Complementative Sunset
Kapitel 1:
CONTEMPLATIVE SUNSET
»Ich möchte dich nicht mehr länger anlügen.«
Es war ein schöner Sommernachmittag. Obwohl die Sonne bereits dabei war, unterzugehen, war es draußen immer noch strahlend hell. Auf den Straßen war es nach wie vor sehr belebt. Viele fuhren in den Feierabend oder gingen von einem schönen Städtetrip wieder nach Hause. Einige, größtenteils Pärchen, gingen auch erst jetzt allmählich in die Stadt, um gemeinsam essen oder ins Kino zu gehen.
Wie gerne würde er nun auch ausgelassen mit Ran einen schönen Abend verbringen?

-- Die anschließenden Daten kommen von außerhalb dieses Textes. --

PR #37, opened 2020-02-01
Developing

MahmutSel404:
branch merging


css/style.css
```diff
@@ -16,4 +12,102 @@ body {
...
+
+
+/**
+the button
+*/
+.buttons{
+    color:white;;
+    text-align:center;
+    margin-top:1.563rem;
+}
```
LucyMac: Here you could have styled the `button` element directly, instead of the parent element `.buttons`.
Can you add a `background-color` to the button so it looks like the original?

index.html
```diff
@@ -12,7 +12,71 @@
...
 <body>
+    <nav class="top-navigation">
+        <div class="content">
+            <ul class="links">
+                <li class="active">Meet Karma</li>
+                <li>How it Works</li>
+                <li>Store</li>
+                <li>Blog</li>
+                <li>Help</li>
+                <li>Login</li>
```
LucyMac: Can you make these links as well, and give them a hover style?

index.html
```diff
@@ -12,7 +12,71 @@
...
+    <section class="section-1">
+        <div class="content">
+            <h1>Introducing Karma</h1>
+            <h2>Bring WiFi with you, everywhere you go.</h2>
+            <div class="buttons">
+                <button>Learn More</button>
+            </div>
+        </div>
+    </section>
+    <section class="section-2">
```
LucyMac: Avoid naming elements by order of their appearance on the page, as this may change when you switch from mobile view to desktop view. It also doesn't give much indication of what is inside the section - try and be a little more descriptive.

index.html
```diff
@@ -12,7 +12,71 @@
...
+                <li>
+                    <img width="100" height="100" src="img/icon-coffee.svg" alt="Boost your productivity image">
+                    <div class="caption">
+                        <h5>Boost your productivity</h5>
+                    </div>
+                </li>
+                <li>
+                    <img width="100" height="100" src="img/icon-refill.svg" alt="Pay as You Go image">
+                    <div class="caption">
+                        <h6>Pay as You Go</h6>
```
LucyMac: Why are these 3 headlines all using different HTML tags, when they all look the same in the original design? 
Try to keep things consistent.

css/style.css
```diff
@@ -16,4 +12,102 @@ body {
...
+    color:black;
+    padding:none;
+    text-align:center;
+}
+.section-2 h3{
+    font-size:60px;
+    font-weight:normal;
+
+}
+
```
LucyMac: Could you add something here to make the 3 'devices' all lign up in a horizontal row?

index.html
```diff
@@ -12,7 +12,71 @@
...
+    </section>
 
+    <footer class="social-media">
+        <div class="content">
+            <hr>
+            <h5>Join us on</h5>
+            <ul class="icons">
+                <li class="twitter">
+                </li>
+                <li class="facebook">
```
LucyMac: You could make these links too.

PR #38, opened 2020-02-01
Class6/yohannes

byohannes:
I have done a simple website for a youth educational charity using semantic HTML.


css/style.css
```diff
@@ -1,19 +1,73 @@
...
- * Add your custom styles below
- * 
- * Remember: 
- * - Be organised, use comments and separate your styles into meaningful chunks
- *    for example: General styles, Navigation styles, Hero styles, Footer etc.
- * 
- * - When using Flexbox, remember the items you want to move around need to be inside a parent container set to 'display: flex'
- */
+.nav .nav-links {
+  float: right;
```
LucyMac: Please don't use floats, they cause layout issues and have been replaced by flexbox which is much easier and more predictable to use. 
Can you edit this to use flexbox instead?

index.html
```diff
@@ -1,21 +1,79 @@
...
+          <li>Who WE Are</li>
+          <li>What We Do</li>
+          <li>Our Movement</li>
+          <li>Get Involved</li>
+        </ul>
+        <img class="e-logo" src="img/logo.png" alt="Logo Image" width="" />
+      </div>
+    </nav>
+    <section class="section-one">
+      <div class="sec1"></div>
```
LucyMac: You're duplicating markup unnecessarily here. `sec1` doesn't do anything - you can remove it.

index.html
```diff
@@ -1,21 +1,79 @@
...
+    </section>
+    <section class="section-two">
+      <div class="sec2">
```
LucyMac: Again, why 2 elements here, when only one would be enough?

css/style.css
```diff
@@ -1,19 +1,73 @@
...
+  margin-top: 7.875rem;
+  padding: none;
+  color: #1d1e21;
+  text-align: center;
+}
+.section-two .buttons {
+  text-align: center;
+  margin-top: 1.563rem;
+}
+.lowe {
```
LucyMac: Make sure you name things using easy-to-understand words. I'm not sure what `lowe` means.

css/style.css
```diff
@@ -1,19 +1,73 @@
...
 
+.section-two .sec2 {
+  margin-top: 7.875rem;
+  padding: none;
+  color: #1d1e21;
+  text-align: center;
+}
+.section-two .buttons {
+  text-align: center;
+  margin-top: 1.563rem;
```
LucyMac: Can you add styles to your button so it looks nicer?

byohannes:
Thanks, For the feedback Lucy. I am working to fix on all the mistakes and also to include media queries so the updated version of the homework will be up as a PR.

PR #39, opened 2020-02-01
Class 6/sabia

sabia-m:


css/style.css
```diff
@@ -6,6 +6,118 @@ body {
...
+}
+
+.banner {
+    position: relative;
+    text-align: center;
+    color: white;
+}
+
+.introduction {
+    position: absolute;
```
LucyMac: You shouldn't have to use absolute positioning here. 
If you switch to setting the large image as a `background-image` in CSS instead of using an `img` tag, then you'll be able to superimpose the text on top of it much more easily. 

Once you've done the image switch, change the positioning for `introduction` and `intro-subheading` so it uses flexbox instead.

css/style.css
```diff
@@ -6,6 +6,118 @@ body {
...
+}
+
+.join {
+    text-align: center;
+}
+
+
+.media {
+    text-align: center;
+}
```
LucyMac: These 2 classes do the same thing. You should create one class only, and re-use it several times.

index.html
```diff
@@ -10,8 +10,52 @@
...
+<header>
+    <img class="logo" src="img/karma-logo.svg" alt="karma logo">
+    <nav>
+        <ul>
+            <li>Meet Karma</li>
+            <li>How It Works</li>
+            <li>Store</li>
+            <li>Blog</li>
+            <li>Help</li>
+            <li>Login</li>
```
LucyMac: Can you add links inside the `li`s and give the nav items a hover effect?

index.html
```diff
@@ -10,8 +10,52 @@
...
+        </ul>
+    </nav>
+</header>
+
```
LucyMac: Remember to use the `main` tag to wrap anything that is not the header or the footer.

index.html
```diff
@@ -10,8 +10,52 @@
...
+<section class="banner">
+    <img class="first-banner" src="img/first-background.jpg" alt="first banner">
```
LucyMac: As mentioned above, remove this img tag and set the image to be the `background-image` of the `.banner` in your CSS instead. 
This will help you re-position the h1 and h2 which are currently off-center.

css/style.css
```diff
@@ -6,6 +6,118 @@ body {
...
+
+}
+
+
+.details {
+    padding: 10px;
+    margin: auto;
+    text-align: center;
+    font-size: 14px;
+    justify-content: stretch;
```
LucyMac: This rule won't do anything unless you use `display: flex` at the same time.

PR #44, opened 2020-02-02
karma_ellie

ellietms:


index.html
```diff
@@ -4,18 +4,83 @@
...
+            <button>Learn More</button>
+        </div>
+    </section>
+    <!-- Section two -->
+    <section class="cases">
+        <h1 class="cases_h1">Every one needs a little Karma</h1>
+        <ul>
+            <div class="devices">
+                <li>
+                    <img src="../icon-devices.svg" width="60">
```
ChrisOwen101: To make these images load properly you should locate them like this

```
  <img src="img/icon-devices.svg" width="60">
```

I see in the commit history that you spent a while trying to fix this. Don't forget to help to ask for help on Slack when you have trouble! 

It's better than we help with the small stuff like this so you can focus on the bigger problems.

ChrisOwen101:
This is a really awesome homework Ellie! You're totally moving in the right direction.

HTML/CSS can take a while to master so keep at it. Try fixing the links on your images and you'll see how much closer you feel.

css/style.css
```diff
@@ -1,19 +1,140 @@
...
+  .logo-image{
+    display: block; 
+    height: 20px;
+    width: 50px;
+    margin-inline-start: 300px;}
+
+
+    .introduction{
+        display: block;
+        background-image: url(img/first-background.jpg);
```
ChrisOwen101: You can fix this like this:

```
    background: url('../img/first-background.jpg') 
```

Relative links can be a little tricky. You can learn about them here:
https://css-tricks.com/quick-reminder-about-file-paths/

css/style.css
```diff
@@ -1,19 +1,140 @@
...
+        color: rgb(240, 232, 232);
+        text-align: center;
+        box-sizing: border-box;
+        padding: 0 0;
+        margin: 0 auto;
+    }
+    .introduction h1{
+     margin-top: 20rem ;
+     letter-spacing: 5px;
+     font-weight: 2000px;
```
ChrisOwen101: This changes how *bold* the text is and has a maximum value of 900. I don't think you need this here :)

css/style.css
```diff
@@ -1,19 +1,140 @@
...
+        border-radius: 5px;  
+    }
+    .cases {
+        background-color: whitesmoke;
+        padding-bottom: 7px;
+        padding-top: 5px;
+    }
+    .cases_h1{
+        text-align: center;
+        font-size: x-large;
```
ChrisOwen101: It's normally better to define `font-size` in `px`

e.g. `font-size:120px;`

css/style.css
```diff
@@ -1,19 +1,140 @@
...
+        list-style-type: none;
+        display: flex;
+        
+    }
+    .social_media li img {
+        width: 50px;
+    }
+
+
+    @media (max-width: 328px){
```
ChrisOwen101: It'd be great if you could carry on working on the media queries so it scales nicely!

PR #48, opened 2020-02-04
Alex b

AlexandruBudaca:


index.html
```diff
@@ -3,19 +3,87 @@
...
+            <a href="#" class="fa fa-instagram"></a>
+            
+        </div>
+       <p>&copy; Alexandru Budaca</p> 
+    </footer>
+   
+   
+
+
+    </section>
```
LucyMac: This `<section>` wraps part of the main body of the page, and also the footer. So your whole 'features' section is neither in `main` nor in `footer`.
Try moving the section to be inside the `<main>` and keep the footer separate?

css/style.css
```diff
@@ -1,19 +1,223 @@
...
+
+/*MAIN*/
+img {
+    display: block;
+}
+
+#back {
+    display: flex;
+    justify-content: center;
+    background-image: url('/img/snow_background copy.jpg');
```
LucyMac: Try and fix your image by editing the path here. 
Hint: try adding a dot or 2 at the beginning 😉

css/style.css
```diff
@@ -1,19 +1,223 @@
...
+    height: 100vh;
+    background-repeat: no-repeat;
+    background-size: cover;
+    background-position: center;
+}
+
+#title {
```
LucyMac: So many IDs! 😭 
Use classes only! (see my comment below)

css/style.css
```diff
@@ -1,19 +1,223 @@
...
+#social {
+    display: flex;
+    justify-content: center;
+    
+}
+
+.fa {
+    padding: 10px;
+    font-size: 20px;
+    width: 20px;
```
LucyMac: Try adding a height here to make these round

css/style.css
```diff
@@ -1,19 +1,223 @@
...
+    font-size: 40px;
+}
+
+#features {
+    display: flex;
+    justify-content: center;
+    flex-wrap: wrap;
+    align-items: center;
+}
+
```
LucyMac: Can you add a media query to make the 'features' stack vertically on mobile _without wrapping first_. At the moment they just wrap to fit the page size, but it would be good to have a little more control and decide when they should be vertical and when they should be horizontal.

PR #49, opened 2020-02-05
flexbox/karma/TaniaNM

tanianm2017:


css/style.css
```diff
@@ -1,9 +1,213 @@
...
+
+#active-link {
+    font-weight: bold;
+    color: black;
+}
+
+/*Hero styles*/
+
+.hero-image {
+    width: 1980px;
```
LucyMac: Don't set such a precise width here - if you want an element to always be the width of the screen, set it to `width: 100%`

css/style.css
```diff
@@ -1,9 +1,213 @@
...
+    background-color: white;
+    border-bottom: 1px solid grey;
+    top: 0;
+    width: 100%;
+}
+
+#logo {
+    width: 30px;
+    padding-left: 200px;
+    float: left;
```
LucyMac: Can you replace `float: left` with flexbox?
It is not recommended to use floats, they were used before flexbox was created, and are now deprecated.

css/style.css
```diff
@@ -1,9 +1,213 @@
...
+}
+
+#nav-bar {
```
LucyMac: Please never use IDs in CSS! They are not re-usable like CSS classes, and can cause you trouble with clashing styles.
Always prefer to style a class (`.navigation`) or an HTML element (`p`).
I recommend you swap all your IDs for classes, in your CSS but also in your HTML of course.

css/style.css
```diff
@@ -1,9 +1,213 @@
...
+/*Hero styles*/
+
+.hero-image {
+    width: 1980px;
+    height: 735px;
+    background-image: url(../img/first-background.jpg);
+    background-size: cover;
+    background-repeat: no-repeat;
+    background-position: center;
+    position: relative;
```
LucyMac: Good

css/style.css
```diff
@@ -1,9 +1,213 @@
...
+}
+
+
+.hero-text {
+    color: white;
+    text-align: center;
+    position: absolute;
+    top: 50%;
+    left: 50%;
+    transform: translate(-50%, -50%);
```
LucyMac: Ok nice, but can you use Flexbox to do this instead?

Und zwar als ein richtiges Liebespaar, nicht als vermeintliches Geschwisterpärchen. Aber selbst dieser kleine Wunsch würde unerfüllt bleiben. Für unbestimmte Zeit zumindest.
»Es wird immer schwerer, ihr immer weiter etwas vormachen zu müssen, hab ich Recht?«, ertönte Heijis Stimme direkt hinter ihm. Er hatte sich inzwischen zu ihm gesellt und blickte ebenfalls dem Sonnenuntergang entgegen.
Nachdenklich schloss der kleine Junge mit der großen Brille seine Augen. »›Schwer‹ ist noch leicht untertrieben«, gestand er und seufzte tief.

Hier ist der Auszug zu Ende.